(Records contained in a dataset)

★ ★ ★ ★

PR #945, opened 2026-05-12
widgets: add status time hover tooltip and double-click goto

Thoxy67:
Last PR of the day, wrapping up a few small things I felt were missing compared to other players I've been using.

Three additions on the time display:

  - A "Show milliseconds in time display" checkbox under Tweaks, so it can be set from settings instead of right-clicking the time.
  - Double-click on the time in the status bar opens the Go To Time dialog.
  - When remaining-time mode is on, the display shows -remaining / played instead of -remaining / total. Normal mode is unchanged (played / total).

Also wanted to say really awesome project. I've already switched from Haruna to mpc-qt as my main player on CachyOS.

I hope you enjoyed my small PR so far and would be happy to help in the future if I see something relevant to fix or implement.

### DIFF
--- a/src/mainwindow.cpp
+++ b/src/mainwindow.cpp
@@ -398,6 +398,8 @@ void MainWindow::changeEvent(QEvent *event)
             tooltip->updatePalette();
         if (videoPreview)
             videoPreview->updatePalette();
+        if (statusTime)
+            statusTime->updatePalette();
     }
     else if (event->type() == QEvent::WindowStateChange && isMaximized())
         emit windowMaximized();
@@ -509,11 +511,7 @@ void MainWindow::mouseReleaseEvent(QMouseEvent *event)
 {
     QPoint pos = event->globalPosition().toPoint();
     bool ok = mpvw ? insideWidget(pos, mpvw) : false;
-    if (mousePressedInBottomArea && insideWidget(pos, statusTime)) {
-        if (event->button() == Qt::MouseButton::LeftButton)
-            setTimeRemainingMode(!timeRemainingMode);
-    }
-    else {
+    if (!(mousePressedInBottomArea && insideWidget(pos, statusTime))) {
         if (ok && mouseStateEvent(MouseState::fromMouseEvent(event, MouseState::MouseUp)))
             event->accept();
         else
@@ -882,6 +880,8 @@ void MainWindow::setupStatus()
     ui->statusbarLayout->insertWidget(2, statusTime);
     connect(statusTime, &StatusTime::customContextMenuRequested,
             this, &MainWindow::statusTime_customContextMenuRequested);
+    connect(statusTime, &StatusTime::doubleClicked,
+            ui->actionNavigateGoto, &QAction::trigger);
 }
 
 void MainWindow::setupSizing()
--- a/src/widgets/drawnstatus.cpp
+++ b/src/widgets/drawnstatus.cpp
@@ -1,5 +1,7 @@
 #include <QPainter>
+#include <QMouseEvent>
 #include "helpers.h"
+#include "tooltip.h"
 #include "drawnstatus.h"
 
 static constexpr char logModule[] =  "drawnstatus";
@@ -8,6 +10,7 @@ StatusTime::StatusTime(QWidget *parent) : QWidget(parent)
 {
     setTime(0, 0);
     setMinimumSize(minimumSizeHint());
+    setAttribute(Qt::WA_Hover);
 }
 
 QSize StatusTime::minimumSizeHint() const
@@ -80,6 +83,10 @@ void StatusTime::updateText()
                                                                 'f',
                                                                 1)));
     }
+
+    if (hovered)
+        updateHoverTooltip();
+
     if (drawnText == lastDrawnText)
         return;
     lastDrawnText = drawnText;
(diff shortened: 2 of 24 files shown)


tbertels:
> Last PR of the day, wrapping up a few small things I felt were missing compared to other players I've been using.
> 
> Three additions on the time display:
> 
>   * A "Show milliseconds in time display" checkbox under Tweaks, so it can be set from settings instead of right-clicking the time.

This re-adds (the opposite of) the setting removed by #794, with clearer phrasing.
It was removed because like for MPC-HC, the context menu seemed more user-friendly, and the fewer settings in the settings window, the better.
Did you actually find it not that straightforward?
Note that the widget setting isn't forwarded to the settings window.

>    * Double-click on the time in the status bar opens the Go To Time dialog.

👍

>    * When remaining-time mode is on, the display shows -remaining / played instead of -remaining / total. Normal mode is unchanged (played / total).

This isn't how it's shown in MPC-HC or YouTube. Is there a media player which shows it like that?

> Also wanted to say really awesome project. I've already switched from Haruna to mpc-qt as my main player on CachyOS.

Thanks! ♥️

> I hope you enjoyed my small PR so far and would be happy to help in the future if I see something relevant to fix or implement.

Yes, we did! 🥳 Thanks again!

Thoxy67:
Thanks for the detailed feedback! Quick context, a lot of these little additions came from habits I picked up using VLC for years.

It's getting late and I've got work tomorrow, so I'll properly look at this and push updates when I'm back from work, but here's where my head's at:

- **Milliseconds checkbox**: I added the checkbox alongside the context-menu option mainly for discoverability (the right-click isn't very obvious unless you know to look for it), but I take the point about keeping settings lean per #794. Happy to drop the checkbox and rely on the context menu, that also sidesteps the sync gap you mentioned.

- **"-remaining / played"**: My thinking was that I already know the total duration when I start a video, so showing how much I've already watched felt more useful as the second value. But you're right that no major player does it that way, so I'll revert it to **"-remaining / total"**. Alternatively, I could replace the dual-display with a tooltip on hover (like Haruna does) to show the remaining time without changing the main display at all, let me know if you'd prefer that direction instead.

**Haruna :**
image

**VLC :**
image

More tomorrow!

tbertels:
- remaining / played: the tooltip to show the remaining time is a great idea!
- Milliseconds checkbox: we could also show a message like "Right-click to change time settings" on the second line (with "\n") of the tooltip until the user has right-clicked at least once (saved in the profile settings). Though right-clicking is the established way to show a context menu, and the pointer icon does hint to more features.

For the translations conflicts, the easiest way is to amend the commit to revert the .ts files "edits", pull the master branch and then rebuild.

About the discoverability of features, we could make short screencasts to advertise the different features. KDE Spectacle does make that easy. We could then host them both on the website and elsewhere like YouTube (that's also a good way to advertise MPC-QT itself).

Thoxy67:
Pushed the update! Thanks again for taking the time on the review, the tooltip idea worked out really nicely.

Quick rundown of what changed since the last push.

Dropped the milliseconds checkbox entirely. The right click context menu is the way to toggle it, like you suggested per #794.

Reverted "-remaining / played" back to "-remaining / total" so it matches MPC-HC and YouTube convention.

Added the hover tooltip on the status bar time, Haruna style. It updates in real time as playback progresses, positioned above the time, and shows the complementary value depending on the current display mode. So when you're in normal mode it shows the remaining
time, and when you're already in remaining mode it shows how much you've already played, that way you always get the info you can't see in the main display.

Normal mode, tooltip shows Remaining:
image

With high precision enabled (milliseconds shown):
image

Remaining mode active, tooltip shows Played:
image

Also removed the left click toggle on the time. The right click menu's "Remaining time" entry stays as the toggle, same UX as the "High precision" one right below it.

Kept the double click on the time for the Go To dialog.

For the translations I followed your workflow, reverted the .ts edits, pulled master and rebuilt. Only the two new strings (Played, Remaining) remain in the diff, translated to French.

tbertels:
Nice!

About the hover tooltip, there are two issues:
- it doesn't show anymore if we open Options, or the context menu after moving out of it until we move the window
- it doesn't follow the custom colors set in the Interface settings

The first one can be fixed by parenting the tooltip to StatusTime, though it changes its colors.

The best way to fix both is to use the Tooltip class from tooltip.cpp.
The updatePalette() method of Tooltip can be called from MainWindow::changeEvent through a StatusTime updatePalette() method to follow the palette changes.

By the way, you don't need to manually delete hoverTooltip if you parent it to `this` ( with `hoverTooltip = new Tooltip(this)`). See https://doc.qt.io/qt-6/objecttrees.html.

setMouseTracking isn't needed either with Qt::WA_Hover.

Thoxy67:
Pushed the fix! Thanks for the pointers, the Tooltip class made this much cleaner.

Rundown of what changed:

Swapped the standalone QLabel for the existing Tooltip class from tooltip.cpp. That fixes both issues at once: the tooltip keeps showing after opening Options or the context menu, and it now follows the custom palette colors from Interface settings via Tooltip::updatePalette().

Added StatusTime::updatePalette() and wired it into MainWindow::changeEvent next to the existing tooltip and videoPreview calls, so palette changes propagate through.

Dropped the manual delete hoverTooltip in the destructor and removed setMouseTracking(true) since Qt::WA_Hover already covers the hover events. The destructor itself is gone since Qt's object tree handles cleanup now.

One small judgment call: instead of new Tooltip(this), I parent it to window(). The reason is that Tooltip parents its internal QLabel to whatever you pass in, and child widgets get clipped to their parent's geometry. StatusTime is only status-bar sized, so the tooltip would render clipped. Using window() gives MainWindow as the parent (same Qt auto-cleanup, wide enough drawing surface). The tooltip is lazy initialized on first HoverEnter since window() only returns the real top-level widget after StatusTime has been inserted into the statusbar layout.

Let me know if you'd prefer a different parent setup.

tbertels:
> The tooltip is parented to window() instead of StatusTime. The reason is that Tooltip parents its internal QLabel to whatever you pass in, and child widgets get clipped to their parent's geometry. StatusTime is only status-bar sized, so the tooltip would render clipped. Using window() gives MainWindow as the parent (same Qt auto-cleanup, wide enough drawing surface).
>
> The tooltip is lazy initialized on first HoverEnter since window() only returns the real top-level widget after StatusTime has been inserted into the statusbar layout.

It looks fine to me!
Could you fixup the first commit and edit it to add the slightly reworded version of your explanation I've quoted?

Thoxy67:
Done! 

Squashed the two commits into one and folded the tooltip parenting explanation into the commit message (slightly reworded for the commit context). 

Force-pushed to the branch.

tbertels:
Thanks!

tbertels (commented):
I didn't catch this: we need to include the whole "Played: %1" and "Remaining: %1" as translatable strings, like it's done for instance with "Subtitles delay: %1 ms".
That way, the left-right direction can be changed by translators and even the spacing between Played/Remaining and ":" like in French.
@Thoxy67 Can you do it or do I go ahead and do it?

★ ★ ★ ★

▶ [TASK STATEMENT]
From the entries above, return exactly the line containing "--- a/src/mainwindow.cpp", the line containing "if (!(mousePressedInBottomArea &&", and all lines between, and nothing else.

▶ [WRITTEN REPLY]
--- a/src/mainwindow.cpp
+++ b/src/mainwindow.cpp
@@ -398,6 +398,8 @@ void MainWindow::changeEvent(QEvent *event)
             tooltip->updatePalette();
         if (videoPreview)
             videoPreview->updatePalette();
+        if (statusTime)
+            statusTime->updatePalette();
     }
     else if (event->type() == QEvent::WindowStateChange && isMaximized())
         emit windowMaximized();
@@ -509,11 +511,7 @@ void MainWindow::mouseReleaseEvent(QMouseEvent *event)
 {
     QPoint pos = event->globalPosition().toPoint();
     bool ok = mpvw ? insideWidget(pos, mpvw) : false;
-    if (mousePressedInBottomArea && insideWidget(pos, statusTime)) {
-        if (event->button() == Qt::MouseButton::LeftButton)
-            setTimeRemainingMode(!timeRemainingMode);
-    }
-    else {
+    if (!(mousePressedInBottomArea && insideWidget(pos, statusTime))) {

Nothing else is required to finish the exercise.